Nach der Herzmuskelentzündung gaben ihm die Ärzte keine Chance mehr für seinen geliebten Sport. Das Herz sei völlig vernarbt. Doch Günther Kohl belehrte sie eines Besseren. Mit 100m Spazierengehen und 20m Traben im Wechsel fing er unermüdlich wieder an. 1980 bei den deutschen Meisterschaften in Hannover wurde er bereits wieder Vierter hinter so bekannten und renommierten Läufern wie Karl Fleschen, Christoph Herle und Hildenbrand. Und siegte bei den bayerischen 25-km-Meisterschaften in Bobingen in 1:17:53 - zeitgleich mit Ralf Salzmann.
Den ganz großen internationalen Durchbruch, von dem Günther Kohl im Frühjahr 1977 vor jener verhängnisvollen Virusinfektion vielleicht gestanden hatte, schaffte der Jedesheimer nicht mehr. Doch bleiben seine Erfolge in der Rückschau beeindruckend: Zwei deutsche Meistertitel (1973 Junioren 5000m, 1975 Cross-Männer-Mittelstrecke), sechs weitere Platzierungen unter den ersten sechs bei Deutschen Meisterschaften, zwölf bayerische Meistertitel sind Marksteine der Entwicklung dieses Langstrecklers, der selbst das Laufen als seinen Lebensinhalt bezeichnete.

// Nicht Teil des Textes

PR #388, opened 2016-05-11
ENH: add inverse where missing to some operators, closes #164

### LINKED ISSUE #164: Inverse missing on many operators
When writing some tomography code, I decided to use FBP as a "prior", and thus added an `inverse` property to my `Projector`. It worked well, but when I did some arithmetic on the operator (multiply by vector), it turned out that this operator did not have an inverse (which it should have had). This is something we should improve.

adler-j:
Ran into this again, got it fixed:

* Reduce clunky syntax when creating inverses etc of left/right mult type operators
* Add inverse to vector multiplication operators

### DIFF
--- a/odl/operator/operator.py
+++ b/odl/operator/operator.py
@@ -1346,7 +1346,8 @@ class OperatorLeftScalarMult(Operator):
         """
         if self._scalar == 0.0:
             raise ZeroDivisionError('{} not invertible.'.format(self))
-        return OperatorLeftScalarMult(self._op.inverse, 1.0 / self._scalar)
+
+        return self._op.inverse * (1.0 / self._scalar)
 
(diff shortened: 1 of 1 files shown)


odl/operator/operator.py
```diff
@@ -1346,7 +1346,8 @@ def inverse(self):
         """
         if self._scalar == 0.0:
             raise ZeroDivisionError('{} not invertible.'.format(self))
-        return OperatorLeftScalarMult(self._op.inverse, 1.0 / self._scalar)
+
+        return self._op.inverse * (1.0 / self._scalar)
```
adler-j: This was actually a bug before

kohr-h:
OK, cool.

PR #390, opened 2016-05-12
Revert "Issue 379  diagonal precon"

adler-j:
Reverts odlgroup/odl#380

Well basically I missed a term in the preconditioning paper which makes this more complicated. Reverting for now.


adler-j:
Basically the issue is that the expression involves the preconditoner also in the proximal. I missed this.

The example ran just fine without it, but when trying preconditioned tomography it failed miserably. I'm trying to find a way to solve this without having to write new proximals for each operator, but im not quite sure it is doable. Worst case we need to add preconditioning support to the proximal operators as well.

PR #406, opened 2016-05-29
Pass kwargs to sampling in DiscretizedSet.element

kohr-h:
This change makes it possible to do this:

```python
>>> def f(x, **kwargs):
...     c = kwargs.pop('c', 0.0)
...     return np.maximum(x, c)
...
>>> space = odl.uniform_discr(-1, 1, 4)
>>> space.element(f, c=0.5)
uniform_discr(-1.0, 1.0, 4).element([0.5, 0.5, 0.5, 0.75])
```

We won't get simpler than that since positional arguments with defaults are forbidden due to the subclassing of `Operator`. Better than nothing.

Furthermore, `RawDiscretization` and `Discretization` were renamed to `DiscretizedSet` and `DiscretizedSpace`, resp.

### DIFF
--- a/odl/discr/discretization.py
+++ b/odl/discr/discretization.py
@@ -310,10 +310,8 @@ class DiscretizedSetVector(NtuplesBaseVector):
             to the size of the slice (same size, shape (1,)
             or single value).
         """
-        if isinstance(values, DiscretizedSetVector):
-            self.ntuple.__setitem__(indices, values.ntuple)
-        else:
-            self.ntuple.__setitem__(indices, values)
+        input_data = getattr(values, 'ntuple', values)
+        self.ntuple.__setitem__(indices, input_data)
 
     def sampling(self, ufunc, **kwargs):
         """Restrict a continuous function and assign to this vector
--- a/odl/discr/discretization.py
+++ b/odl/discr/discretization.py
@@ -36,13 +36,13 @@ from odl.util.utility import (
 CudaCn = type(None)
 
 
-__all__ = ('RawDiscretization', 'RawDiscretizationVector',
-           'Discretization', 'DiscretizationVector')
+__all__ = ('DiscretizedSet', 'DiscretizedSetVector',
+           'DiscretizedSpace', 'DiscretizedSpaceVector')
 
 
-class RawDiscretization(NtuplesBase):
+class DiscretizedSet(NtuplesBase):
 
-    """Abstract raw discretization class.
+    """Abstract discretization class for general sets.
 
     A discretization in ODL is a way to encode the transition from
     an arbitrary set to a set of n-tuples explicitly representable
@@ -172,7 +172,7 @@ class RawDiscretization(NtuplesBase):
 
         Returns
         -------
-        element : `RawDiscretizationVector`
+        element : `DiscretizedSetVector`
             The discretized element, calculated as
             ``dspace.element(inp)`` or
             ``sampling(uspace.element(inp))``, tried in this order.
@@ -191,9 +191,9 @@ class RawDiscretization(NtuplesBase):
         Returns
         -------
         equals : `bool`
-            `True` if ``other`` is a `RawDiscretization`
+            `True` if ``other`` is a `DiscretizedSet`
             instance and all attributes `uspace`, `dspace`,
-            `RawDiscretization.sampling` and `RawDiscretization.interpolation`
+            `DiscretizedSet.sampling` and `DiscretizedSet.interpolation`
             of ``other`` and this discretization are equal, `False` otherwise.
         """
         if other is self:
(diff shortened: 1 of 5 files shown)


odl/discr/discretization.py
```diff
@@ -160,27 +160,33 @@ def interpolation(self):
...
-        inp : `object`, optional
-            The input data to create an element from. Must be
-            recognizable by the `LinearSpace.element`
-            method of either `dspace` or `uspace`.
+        inp : optional
+            The input data to create an element from. It needs to be
+            understood by either the `sampling` operator of this
+            instance or by its ``dspace.element`` method.
+        kwargs :
+            Additional arguments passed on to `sampling`. This can be
```
adler-j: Some word on "when `inp` is used in a call to `sampling"

odl/discr/discretization.py
```diff
@@ -303,7 +309,7 @@ def __setitem__(self, indices, values):
             to the size of the slice (same size, shape (1,)
             or single value).
         """
-        if isinstance(values, RawDiscretizationVector):
+        if isinstance(values, DiscretizedSetVector):
```
adler-j: shouldnt we ducktype this?

test/discr/lp_discr_test.py
```diff
@@ -273,6 +273,60 @@ def test_element_from_array_2d_shape():
...
+        return x * c + np.maximum(x, 0)
+
+    elem_f_default = space.element(f)
+    true_elem = [x * 0 + max(x, 0) for x in points]
+    assert all_equal(elem_f_default, true_elem)
+
+    elem_f_2 = space.element(f, c=2)
+    true_elem = [x * 2 + max(x, 0) for x in points]
+    assert all_equal(elem_f_2, true_elem)
+
```
adler-j: should add with a lambda, easy to do while we're at it.

adler-j: Should also have something where we use the nd syntax:

```python
def f(x):
    return x[0] * 2 + np.maximum(x, 0)
```

test/discr/lp_discr_test.py
```diff
@@ -273,6 +273,60 @@ def test_element_from_array_2d_shape():
...
+    # Without parameter
+    def f(x):
+        return x * 2 + np.maximum(x, 0)
+
+    elem_f = space.element(f)
+    true_elem = [x * 2 + max(x, 0) for x in points]
+    assert all_equal(elem_f, true_elem)
+
+    # With parameter
+    def f(x, **kwargs):
```
adler-j: No need to take **kwargs here, works without. See for example:

```python
def f(x, c=0):
    return x + c
    
def g(x, **kwargs):
    return f(x, **kwargs)
    
print(g(3, c=2))  # prints 5
```

Also works without `c=0`


```python
def f(x, c):
    return x + c
    
def g(x, **kwargs):
    return f(x, **kwargs)
    
print(g(3, c=2))  # prints 5
```

odl/discr/lp_discr.py
```diff
@@ -212,23 +212,28 @@ def exponent(self):
...
         """Create an element from ``inp`` or from scratch.
 
         Parameters
         ----------
         inp : `object`, optional
-            The input data to create an element from. Must be
-            recognizable by the `LinearSpace.element` method
-            of either `RawDiscretization.dspace` or
-            `RawDiscretization.uspace`.
+            The input data to create an element from. It needs to be
```
adler-j: This really could use an example

adler-j:
Nice clean change, some minor comments that i found when reviewing. Mostly on old stuff.

test/discr/lp_discr_test.py
kohr-h: The problem here is that the second positional argument is interpreted as `out` and has to have the name `out` since we pass the function through `uspace.element`, which makes a `FunctionSpaceVector` from it, which in turn is based on `Operator`. That's where the restriction comes from.

test/discr/lp_discr_test.py
kohr-h: What do you mean by "the nd syntax"? It's not obvious from your example.

odl/discr/lp_discr.py
kohr-h: This never had an example to start with, but I agree. I'll take the one from this conversation plus a bit.

odl/discr/discretization.py
kohr-h: Yes, good idea. After all, `ntuple` is not that common for an attribute name.

odl/discr/discretization.py
kohr-h: OK

test/discr/lp_discr_test.py
adler-j: I have an extra `[0]` after `x`, indicating use first dimension. This basically checks that `x` is two dimensional

test/discr/lp_discr_test.py
adler-j: Valid point, but somewhat problematic I suppose. Keep this for now then.

kohr-h: In the long run, we should probably make `FunctionSpaceVector` independent from `Operator`, at the expense of code duplication. But exactly this issue would be worth solving.

test/discr/lp_discr_test.py
kohr-h: That won't work as long as I don't use `x[1]`. We should make a separate issue on this.

kohr-h:
Updated according to the comments. When (if) Travis is happy, I'll merge.

test/discr/lp_discr_test.py
adler-j: In 1d there is no `x[1]`, right?

test/discr/lp_discr_test.py
adler-j: I'll have to agree here. If we ever go for operator spaces we need to add them separately.

test/discr/lp_discr_test.py
kohr-h: Ah, now I get it. Didn't properly check the context, thought it was the 2d case. Of course, here we can add it. I'll do that.

PR #407, opened 2016-05-29
Cherrypick diagonal precon

adler-j:
This basically cherrypicks the content of the diagonal preconditioning branch without the actual preconditioning, mostly minor fixups.

Was already reviewed.


kohr-h:
"remove" in the commit message. Otherwise, I remember that I looked through that once.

In die Trauer um den Läufer Günther Kohl sollte sich die Dankbarkeit mischen, dass der zähe Kämpfer als Todgeweihter auf der Ulmer Intensivstation sich selbst und seinen Freunden acht Jahre Leben - Läuferleben - durch die im Sport gelernten Fähigkeiten geschenkt hat. Seine früheren Mitläufer werden ihn bei vielen Crossläufen und Straßenläufen vermissen.